Они подумали и об этом тоже. Кэрол Медоуз и Мэрилин Данлоп уже договорились между собой о том, чтобы составить расписание, по которому они поочередно будут заботиться о его детях.
— И еще, я в долгах.
Он признался в этом с улыбкой, так как не ожидал ничего более того, что ему уже предложили, однако они закивали и сказали, что дадут ему прибавку, «с которой очень сильно запоздали»; Тайлер был поражен и чуть было не сказал: «Ну что вы, что вы, не надо!» — но вспомнил Джорджа и его слова о способности принимать, столь же великой, как и способность давать, и просто сказал: «Спасибо».

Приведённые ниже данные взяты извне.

PR #1511, opened 2025-07-11
feat: allowing null/missing default values

### LINKED ISSUE #1438: [flagd] Update in-process Evaluation To Allow undefined or `null` `defaultValue`
# [flagd] Update in-process Evaluation To Allow undefined or `null` `defaultValue`

We want to support optional/null `defaultValue` for flag configurations. The in-process provider must be updated to support this.

# Steps

- [ ] return `FLAG_NOT_FOUND` for flag configurations missing a `defaultValue` and for which targeting doesn't resolve a variant (This is the critical behavioral change)
- [ ] add associated gherkin tests from the test harness

This issue requires https://github.com/open-feature/flagd-schemas/issues/186 and https://github.com/open-feature/flagd-testbed/issues/268 to be done first.

Rahul-Baradol:
## This PR
- supports missing/null default values, by returning `FLAG_NOT_FOUND`,
  - for flag configurations missing a defaultValue, and 
  - for which targeting doesn't resolve a variant and there is no defaultValue

### Related Issues
Fixes #1438


providers/flagd/src/main/java/dev/openfeature/contrib/providers/flagd/resolver/process/InProcessResolver.java
```diff
@@ -203,6 +204,12 @@ private <T> ProviderEvaluation<T> resolve(Class<T> type, String key, EvaluationC
         // check variant existence
         Object value = flag.getVariants().get(resolvedVariant);
         if (value == null) {
+            if (resolvedVariant.isEmpty()) {
```
guidobrei: The resolved variant will probably not be an empty string, but `null`. Especially, if the `defaultVariant` property is not set in the data source.

providers/flagd/src/main/java/dev/openfeature/contrib/providers/flagd/resolver/process/InProcessResolver.java
```diff
@@ -203,6 +204,12 @@ private <T> ProviderEvaluation<T> resolve(Class<T> type, String key, EvaluationC
...
+                String message = String.format("no default variant found in flag with key %s", key);
+                log.debug(message);
+                throw new FlagNotFoundError(message);
```
guidobrei: [Support Explicit Code Default Values in flagd Configuration](https://github.com/open-feature/flagd/blob/2f330af516376238e889064500a285b13ce8bb9a/docs/architecture-decisions/support-code-default.md?plain=1#L10) will be a default code flow, not an exceptional case. 
Throwing an exception can be problematic in performance critical use-cases. 

Consider returning a `ProviderEvaluaitonResult` with proper reason an error code instead of throwing an exception.

The same holds for the debug log message. The message is surely valuable. Consider checking if debug is enabled before constructing a new message. Or use a `log.debug()` overload that accepts format and arguments but does not concatenate the string beforehand.

providers/flagd/src/main/java/dev/openfeature/contrib/providers/flagd/resolver/process/InProcessResolver.java
```diff
@@ -203,6 +204,12 @@ private <T> ProviderEvaluation<T> resolve(Class<T> type, String key, EvaluationC
         // check variant existence
         Object value = flag.getVariants().get(resolvedVariant);
         if (value == null) {
+            if (resolvedVariant.isEmpty()) {
+                String message = String.format("no default variant found in flag with key %s", key);
```
guidobrei: The message could be misleading. The resolved variant could also be the result of a misconfigured targeting rule. E.g., if a targeting rule specifies an empty variant.

guidobrei (commented):
Thanks for the contribution, @Rahul-Baradol. 
I've added some comments on things that cached my attention. 

Wondreing what the [Gherkin tests](https://github.com/open-feature/flagd-testbed/pull/269) will reveal.

providers/flagd/src/main/java/dev/openfeature/contrib/providers/flagd/resolver/process/InProcessResolver.java
chrfwow: According to the [spec](https://openfeature.dev/specification/sections/flag-evaluation/#requirement-1411), there should be no logging on hot code paths

providers/flagd/src/main/java/dev/openfeature/contrib/providers/flagd/resolver/process/InProcessResolver.java
Rahul-Baradol: Surprisingly, the value is coming out be `empty string` even if the `defaultVariant` is not set in the config 🤔

providers/flagd/src/main/java/dev/openfeature/contrib/providers/flagd/resolver/process/InProcessResolver.java
Rahul-Baradol: Noted!

providers/flagd/src/main/java/dev/openfeature/contrib/providers/flagd/resolver/process/InProcessResolver.java
Rahul-Baradol: Yeah, actually!
Need to figure out another way to solve this.

toddbaert:
@Rahul-Baradol if it's any help, [here is my JS implementation](https://github.com/open-feature/js-sdk-contrib/pull/1354) of the same thing. I'm happy to add the e2e tests here once your implementation is complete, so you can ignore that part.

beeme1mr:
FYI, I've updated the title to remove the `!` since this isn't a breaking change.

aepfli:
@Rahul-Baradol i hope you dont mind me fixing your conflict, and activating our e2e test suite for your feature. Now this code runs against the e2e tests which we are also using in other languages.

Rahul-Baradol:
Sure, I don't have issues !

providers/flagd/src/main/java/dev/openfeature/contrib/providers/flagd/resolver/process/InProcessResolver.java
```diff
@@ -204,6 +205,12 @@ private <T> ProviderEvaluation<T> resolve(Class<T> type, String key, EvaluationC
...
+                log.debug(message);
+                throw new FlagNotFoundError(message);
```
aepfli:
```suggestion
                return ProviderEvaluation.<T>builder()
                        .reason(Reason.ERROR.toString())
                        .errorCode(ErrorCode.FLAG_NOT_FOUND)
                        .errorMessage("Flag '" + key+ "' has no default variant defined, will use code default")
                        .flagMetadata(getFlagMetadata(storageQueryResult))
                        .build();
```
most likely this will do the trick and is in sync with the js implementation

aepfli (approved):

guidobrei (approved):

PR #1513, opened 2025-07-14
test(flagd): Reduce flakiness of ChannelConnectorTest by using random port

aepfli:
The ChannelConnectorTests were flaky on GitHub actions, as they always used 8080 for their tests. With this change, we will use a random port for each test run.

Theoretically, the same port could still be assigned, but the chance would be much smaller than the fixed port.

## How to test?

Start any software that will use port 8080 (e.g., a Docker web server) and run the test. It should pass without any issues.

```
docker run \
  --rm -it \
  -p 8080:8080 \
  ghcr.io/open-feature/flagd-testbed
```

If you run the same on main, the unit test will fail.


providers/flagd/src/test/java/dev/openfeature/contrib/providers/flagd/resolver/common/ChannelConnectorTest.java
```diff
@@ -57,12 +58,16 @@ void setUp() throws Exception {
     }
 
     private void setupTestGrpcServer() throws IOException {
+        var testSocket = new ServerSocket(0);
```
aepfli, line 61: this will pick a random available port :)

chrfwow: Can we just assign a random but fixed port that is not 8080?

aepfli: we need a different port per run of the test, else, if the test runs in parallel, we might have the same issue again

providers/flagd/src/test/java/dev/openfeature/contrib/providers/flagd/resolver/common/ChannelConnectorTest.java
```diff
@@ -57,12 +58,16 @@ void setUp() throws Exception {
...
+        var port = testSocket.getLocalPort();
```
chrfwow, line 62:
```suggestion
        var port = new Random().nextInt(49152, 65535);
```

В тот же вечер Чарли Остин, уже лежа в постели, наблюдал, как Дорис готовится ко сну. Перед тем как накинуть через голову фланелевую ночную сорочку, она повернулась к мужу спиной: прошли годы с тех пор, как она свободно могла стоять перед ним нагая, и, возможно, этого больше уже никогда не случится. Теперь ему стало понятно, что это не столько результат подавления сексуальных стремлений, потому что сам чувствовал точно такую же застенчивость, сколько последствия накопившегося между ними за многие годы стыда, возникшего не только из-за их частых словопрений, но более всего — из-за тайных разочарований и невысказанных обид. Между ними словно навсегда повисла завеса неискренности, и ему было больно сейчас осознать, что вина за это — во всяком случае, так ему сейчас представлялось — была почти целиком его. Он чувствовал, что запачкал себя и поэтому свою семейную жизнь, и теперь им придется вечно волочить за собой эту запачканную пеленку в надвигающуюся старость.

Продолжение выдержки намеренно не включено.